**EXERCISE:**
The line that contains "Requested on the" marks the end: retype the data below exactly from its first line through that line.

[Stored entries]
•••••

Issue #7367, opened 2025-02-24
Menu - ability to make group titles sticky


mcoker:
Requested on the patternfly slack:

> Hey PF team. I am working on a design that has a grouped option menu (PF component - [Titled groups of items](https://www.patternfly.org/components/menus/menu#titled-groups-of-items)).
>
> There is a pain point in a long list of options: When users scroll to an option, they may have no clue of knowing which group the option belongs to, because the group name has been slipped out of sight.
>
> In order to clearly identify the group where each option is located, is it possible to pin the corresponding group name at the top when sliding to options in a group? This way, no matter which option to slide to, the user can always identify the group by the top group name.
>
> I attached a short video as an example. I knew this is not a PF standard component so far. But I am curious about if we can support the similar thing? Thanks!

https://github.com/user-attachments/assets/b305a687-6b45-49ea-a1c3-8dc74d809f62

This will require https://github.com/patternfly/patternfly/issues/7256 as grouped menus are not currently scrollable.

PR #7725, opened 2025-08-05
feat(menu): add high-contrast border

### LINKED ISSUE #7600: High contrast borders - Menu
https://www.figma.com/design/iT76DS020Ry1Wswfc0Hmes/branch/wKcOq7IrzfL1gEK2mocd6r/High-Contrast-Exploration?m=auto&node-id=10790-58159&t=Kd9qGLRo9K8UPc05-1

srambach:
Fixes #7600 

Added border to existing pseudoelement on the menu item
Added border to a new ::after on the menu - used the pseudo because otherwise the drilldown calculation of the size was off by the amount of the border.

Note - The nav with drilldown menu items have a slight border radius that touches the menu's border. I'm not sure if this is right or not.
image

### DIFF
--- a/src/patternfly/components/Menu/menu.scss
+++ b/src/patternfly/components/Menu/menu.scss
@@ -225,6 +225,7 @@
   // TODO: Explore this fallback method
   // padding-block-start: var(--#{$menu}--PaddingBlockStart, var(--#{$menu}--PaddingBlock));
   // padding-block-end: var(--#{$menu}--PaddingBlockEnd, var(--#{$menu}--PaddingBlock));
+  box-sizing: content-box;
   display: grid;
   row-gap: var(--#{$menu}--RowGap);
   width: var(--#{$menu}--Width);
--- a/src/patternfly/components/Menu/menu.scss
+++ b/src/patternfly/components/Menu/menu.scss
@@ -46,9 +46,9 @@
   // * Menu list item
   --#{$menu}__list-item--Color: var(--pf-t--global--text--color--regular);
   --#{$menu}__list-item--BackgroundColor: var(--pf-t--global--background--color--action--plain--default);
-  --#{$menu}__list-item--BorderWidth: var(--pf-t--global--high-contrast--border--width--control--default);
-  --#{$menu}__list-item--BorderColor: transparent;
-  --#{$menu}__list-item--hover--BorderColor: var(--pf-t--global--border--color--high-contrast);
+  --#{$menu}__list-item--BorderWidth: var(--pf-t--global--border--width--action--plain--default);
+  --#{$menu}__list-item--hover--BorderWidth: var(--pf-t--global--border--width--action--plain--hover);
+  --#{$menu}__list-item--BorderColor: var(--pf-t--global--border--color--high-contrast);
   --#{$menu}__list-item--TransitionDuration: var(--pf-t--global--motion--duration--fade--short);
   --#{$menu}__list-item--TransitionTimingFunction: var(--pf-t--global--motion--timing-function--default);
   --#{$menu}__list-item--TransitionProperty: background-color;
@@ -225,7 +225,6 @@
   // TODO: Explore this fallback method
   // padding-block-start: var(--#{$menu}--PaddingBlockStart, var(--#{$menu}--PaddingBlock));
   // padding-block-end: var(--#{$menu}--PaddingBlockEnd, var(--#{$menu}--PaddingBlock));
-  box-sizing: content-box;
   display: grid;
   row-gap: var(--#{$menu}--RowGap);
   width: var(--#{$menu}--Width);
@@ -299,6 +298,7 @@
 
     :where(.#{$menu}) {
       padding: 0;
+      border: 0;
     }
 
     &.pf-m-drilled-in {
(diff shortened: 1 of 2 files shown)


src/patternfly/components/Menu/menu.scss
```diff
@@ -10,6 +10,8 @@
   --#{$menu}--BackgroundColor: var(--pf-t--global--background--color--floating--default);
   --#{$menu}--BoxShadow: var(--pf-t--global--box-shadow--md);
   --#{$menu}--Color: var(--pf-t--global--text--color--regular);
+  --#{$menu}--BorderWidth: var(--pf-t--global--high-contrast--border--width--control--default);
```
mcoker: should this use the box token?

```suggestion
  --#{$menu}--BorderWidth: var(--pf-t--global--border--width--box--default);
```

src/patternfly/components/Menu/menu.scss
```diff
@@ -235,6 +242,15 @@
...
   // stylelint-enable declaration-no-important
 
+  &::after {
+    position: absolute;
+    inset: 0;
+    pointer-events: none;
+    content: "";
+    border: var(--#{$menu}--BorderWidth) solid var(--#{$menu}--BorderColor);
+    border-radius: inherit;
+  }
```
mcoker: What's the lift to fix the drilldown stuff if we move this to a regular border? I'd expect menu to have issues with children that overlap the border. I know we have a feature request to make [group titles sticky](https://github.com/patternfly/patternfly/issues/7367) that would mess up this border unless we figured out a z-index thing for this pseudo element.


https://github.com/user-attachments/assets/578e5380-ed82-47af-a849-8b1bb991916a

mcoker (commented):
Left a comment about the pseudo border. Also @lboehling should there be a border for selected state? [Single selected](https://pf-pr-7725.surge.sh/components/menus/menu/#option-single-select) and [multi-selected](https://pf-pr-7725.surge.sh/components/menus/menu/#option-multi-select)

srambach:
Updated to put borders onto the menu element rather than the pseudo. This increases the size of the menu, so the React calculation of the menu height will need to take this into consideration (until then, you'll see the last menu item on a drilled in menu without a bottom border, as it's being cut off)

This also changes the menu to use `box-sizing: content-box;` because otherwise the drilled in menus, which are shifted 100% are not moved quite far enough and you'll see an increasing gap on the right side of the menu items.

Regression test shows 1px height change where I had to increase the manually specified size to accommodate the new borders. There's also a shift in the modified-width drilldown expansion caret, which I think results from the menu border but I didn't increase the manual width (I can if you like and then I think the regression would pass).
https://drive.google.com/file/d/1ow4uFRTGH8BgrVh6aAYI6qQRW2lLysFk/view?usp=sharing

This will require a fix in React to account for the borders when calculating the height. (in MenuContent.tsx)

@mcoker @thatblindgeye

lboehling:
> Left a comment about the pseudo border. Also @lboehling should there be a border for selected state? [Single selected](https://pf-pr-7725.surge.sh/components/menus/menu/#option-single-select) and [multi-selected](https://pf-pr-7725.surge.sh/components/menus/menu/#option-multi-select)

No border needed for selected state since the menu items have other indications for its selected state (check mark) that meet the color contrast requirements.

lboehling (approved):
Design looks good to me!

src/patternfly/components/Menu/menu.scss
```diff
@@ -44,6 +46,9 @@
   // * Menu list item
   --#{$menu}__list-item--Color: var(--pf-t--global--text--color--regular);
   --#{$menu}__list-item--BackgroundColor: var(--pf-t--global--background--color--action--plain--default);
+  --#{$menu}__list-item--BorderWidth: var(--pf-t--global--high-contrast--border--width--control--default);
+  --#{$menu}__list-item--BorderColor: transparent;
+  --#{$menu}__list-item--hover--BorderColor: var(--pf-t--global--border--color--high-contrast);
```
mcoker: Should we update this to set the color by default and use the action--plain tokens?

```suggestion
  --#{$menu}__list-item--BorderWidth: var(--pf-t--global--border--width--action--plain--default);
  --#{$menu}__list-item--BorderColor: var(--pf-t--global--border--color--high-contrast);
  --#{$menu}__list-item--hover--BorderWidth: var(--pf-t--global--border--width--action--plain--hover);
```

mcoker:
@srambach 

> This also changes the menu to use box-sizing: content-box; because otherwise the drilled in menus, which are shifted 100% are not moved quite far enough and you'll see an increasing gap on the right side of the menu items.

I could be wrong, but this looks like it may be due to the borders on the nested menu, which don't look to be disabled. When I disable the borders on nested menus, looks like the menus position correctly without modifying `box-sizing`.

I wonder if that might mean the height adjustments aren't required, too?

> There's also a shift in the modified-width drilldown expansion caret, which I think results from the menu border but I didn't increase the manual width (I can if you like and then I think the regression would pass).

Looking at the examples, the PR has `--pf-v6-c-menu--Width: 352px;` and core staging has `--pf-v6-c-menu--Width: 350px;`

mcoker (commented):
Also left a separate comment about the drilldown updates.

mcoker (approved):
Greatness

•••••

**ANSWER TO THIS EXERCISE:**
Issue #7367, opened 2025-02-24
Menu - ability to make group titles sticky


mcoker:
Requested on the patternfly slack:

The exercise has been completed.